Figure 15 shows the GRASP flowchart adapted to the Pixel strategy for WAAM, which starts with the input of the number of interactions from the process analyst. After a random selection for picking up the starting node, the algorithm performs the trajectory planning using the four heuristics presented in the previous section, that is, the nearest neighbor heuristic, the biased heuristic, the alternate heuristic and the random contour heuristic. After that, each of them is optimized with the 2-opt algorithm, which will result in four values of local minima. The lowest value obtained (shortest route, unless defined other objective function) is stored in an array of best values. Then, a subsequent interaction is performed until the number of interactions is zeroed out. In this application of GRASP, the loop resumes from the random selection of a new starting node, which allows diversity in the initialization phase and a global exploration of the search space.
One outstanding point of this adaptation is that GRASP has an array of better values and related metrics as outputs. At first, the process analyst chooses the trajectory that will print the part, usually based on the shortest distance, already avoiding the path crossings and node visit duplication. To monitor the functionality of the Pixel strategy, the algorithm delivers a report that relates the trajectories of the best value matrix to its heuristics of trajectory planning. With this, it is possible to check if there is tendency of one or more heuristics of trajectory planning to always generate the shortest routes (a self-learning evaluation for the process analyst).

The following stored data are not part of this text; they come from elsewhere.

PR #1421, opened 2023-12-01
Allow precreation of AttributeSets for metrics

### LINKED ISSUE #1387: [Feature]: Allow precreation of AttributeSets for metrics

KallDrexx:
Fixes #1387

## Changes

This strategy is useful for the process analyst to make decisions systematically, considering that the algorithm can be executed with all four heuristic of trajectory planning, or only with the selected ones. The latter option reduces the computational time to generate the trajectories. As another alternative to reduce computational time, the algorithm’s stop criterion is optionally added for when the first trajectory without path crossings is found, as it would already be a viable trajectory for WAAM.